REQUIRED WORK:
Keeping each word and mark in place, write out the full listing once more.

RECORDS FOR THIS EXERCISE:

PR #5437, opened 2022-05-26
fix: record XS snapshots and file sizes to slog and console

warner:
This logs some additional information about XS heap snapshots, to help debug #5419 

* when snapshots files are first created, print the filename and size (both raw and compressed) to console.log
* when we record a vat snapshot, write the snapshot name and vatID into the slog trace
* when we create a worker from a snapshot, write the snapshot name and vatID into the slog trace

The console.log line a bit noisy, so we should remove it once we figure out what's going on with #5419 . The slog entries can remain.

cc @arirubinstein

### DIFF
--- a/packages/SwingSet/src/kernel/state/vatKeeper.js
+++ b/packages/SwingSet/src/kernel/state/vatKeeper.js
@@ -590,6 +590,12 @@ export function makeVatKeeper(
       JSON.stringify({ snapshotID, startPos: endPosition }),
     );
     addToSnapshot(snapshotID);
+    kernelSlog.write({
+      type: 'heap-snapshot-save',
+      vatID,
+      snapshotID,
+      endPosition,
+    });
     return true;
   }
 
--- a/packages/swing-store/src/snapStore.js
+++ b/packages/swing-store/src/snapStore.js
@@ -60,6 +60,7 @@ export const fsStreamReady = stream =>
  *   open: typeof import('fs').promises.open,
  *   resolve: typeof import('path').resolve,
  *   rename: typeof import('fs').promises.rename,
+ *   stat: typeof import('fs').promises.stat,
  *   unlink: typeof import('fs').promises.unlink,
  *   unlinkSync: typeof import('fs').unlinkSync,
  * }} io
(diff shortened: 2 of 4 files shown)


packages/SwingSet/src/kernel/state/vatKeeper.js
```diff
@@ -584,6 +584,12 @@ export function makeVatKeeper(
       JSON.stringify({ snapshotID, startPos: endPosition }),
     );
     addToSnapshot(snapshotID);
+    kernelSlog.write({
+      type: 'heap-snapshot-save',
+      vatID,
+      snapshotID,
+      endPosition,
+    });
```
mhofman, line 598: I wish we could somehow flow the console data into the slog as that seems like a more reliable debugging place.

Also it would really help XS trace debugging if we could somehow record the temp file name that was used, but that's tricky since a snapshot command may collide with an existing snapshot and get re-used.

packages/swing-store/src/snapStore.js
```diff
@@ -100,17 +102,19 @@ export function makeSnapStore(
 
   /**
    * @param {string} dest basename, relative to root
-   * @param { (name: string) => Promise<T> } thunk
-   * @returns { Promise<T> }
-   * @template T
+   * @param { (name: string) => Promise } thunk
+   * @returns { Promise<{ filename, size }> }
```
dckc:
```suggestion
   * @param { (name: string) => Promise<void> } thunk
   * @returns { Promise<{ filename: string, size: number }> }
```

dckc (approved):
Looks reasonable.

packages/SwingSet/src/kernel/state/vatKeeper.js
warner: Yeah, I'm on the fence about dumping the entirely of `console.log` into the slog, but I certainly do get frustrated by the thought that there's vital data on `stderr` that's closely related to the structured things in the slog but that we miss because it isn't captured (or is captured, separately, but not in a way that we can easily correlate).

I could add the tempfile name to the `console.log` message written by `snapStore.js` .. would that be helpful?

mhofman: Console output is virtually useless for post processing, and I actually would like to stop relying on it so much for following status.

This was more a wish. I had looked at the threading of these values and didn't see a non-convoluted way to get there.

WRITTEN REPLY:
PR #5437, opened 2022-05-26
fix: record XS snapshots and file sizes to slog and console

warner:
This logs some additional information about XS heap snapshots, to help debug #5419 

* when snapshots files are first created, print the filename and size (both raw and compressed) to console.log
* when we record a vat snapshot, write the snapshot name and vatID into the slog trace
* when we create a worker from a snapshot, write the snapshot name and vatID into the slog trace

The console.log line a bit noisy, so we should remove it once we figure out what's going on with #5419 . The slog entries can remain.

cc @arirubinstein

### DIFF
--- a/packages/SwingSet/src/kernel/state/vatKeeper.js
+++ b/packages/SwingSet/src/kernel/state/vatKeeper.js
@@ -590,6 +590,12 @@ export function makeVatKeeper(
       JSON.stringify({ snapshotID, startPos: endPosition }),
     );
     addToSnapshot(snapshotID);
+    kernelSlog.write({
+      type: 'heap-snapshot-save',
+      vatID,
+      snapshotID,
+      endPosition,
+    });
     return true;
   }
 
--- a/packages/swing-store/src/snapStore.js
+++ b/packages/swing-store/src/snapStore.js
@@ -60,6 +60,7 @@ export const fsStreamReady = stream =>
  *   open: typeof import('fs').promises.open,
  *   resolve: typeof import('path').resolve,
  *   rename: typeof import('fs').promises.rename,
+ *   stat: typeof import('fs').promises.stat,
  *   unlink: typeof import('fs').promises.unlink,
  *   unlinkSync: typeof import('fs').unlinkSync,
  * }} io
(diff shortened: 2 of 4 files shown)


packages/SwingSet/src/kernel/state/vatKeeper.js
```diff
@@ -584,6 +584,12 @@ export function makeVatKeeper(
       JSON.stringify({ snapshotID, startPos: endPosition }),
     );
     addToSnapshot(snapshotID);
+    kernelSlog.write({
+      type: 'heap-snapshot-save',
+      vatID,
+      snapshotID,
+      endPosition,
+    });
```
mhofman, line 598: I wish we could somehow flow the console data into the slog as that seems like a more reliable debugging place.

Also it would really help XS trace debugging if we could somehow record the temp file name that was used, but that's tricky since a snapshot command may collide with an existing snapshot and get re-used.

packages/swing-store/src/snapStore.js
```diff
@@ -100,17 +102,19 @@ export function makeSnapStore(
 
   /**
    * @param {string} dest basename, relative to root
-   * @param { (name: string) => Promise<T> } thunk
-   * @returns { Promise<T> }
-   * @template T
+   * @param { (name: string) => Promise } thunk
+   * @returns { Promise<{ filename, size }> }
```
dckc:
```suggestion
   * @param { (name: string) => Promise<void> } thunk
   * @returns { Promise<{ filename: string, size: number }> }
```

dckc (approved):
Looks reasonable.

packages/SwingSet/src/kernel/state/vatKeeper.js
warner: Yeah, I'm on the fence about dumping the entirely of `console.log` into the slog, but I certainly do get frustrated by the thought that there's vital data on `stderr` that's closely related to the structured things in the slog but that we miss because it isn't captured (or is captured, separately, but not in a way that we can easily correlate).

I could add the tempfile name to the `console.log` message written by `snapStore.js` .. would that be helpful?

mhofman: Console output is virtually useless for post processing, and I actually would like to stop relying on it so much for following status.

This was more a wish. I had looked at the threading of these values and didn't see a non-convoluted way to get there.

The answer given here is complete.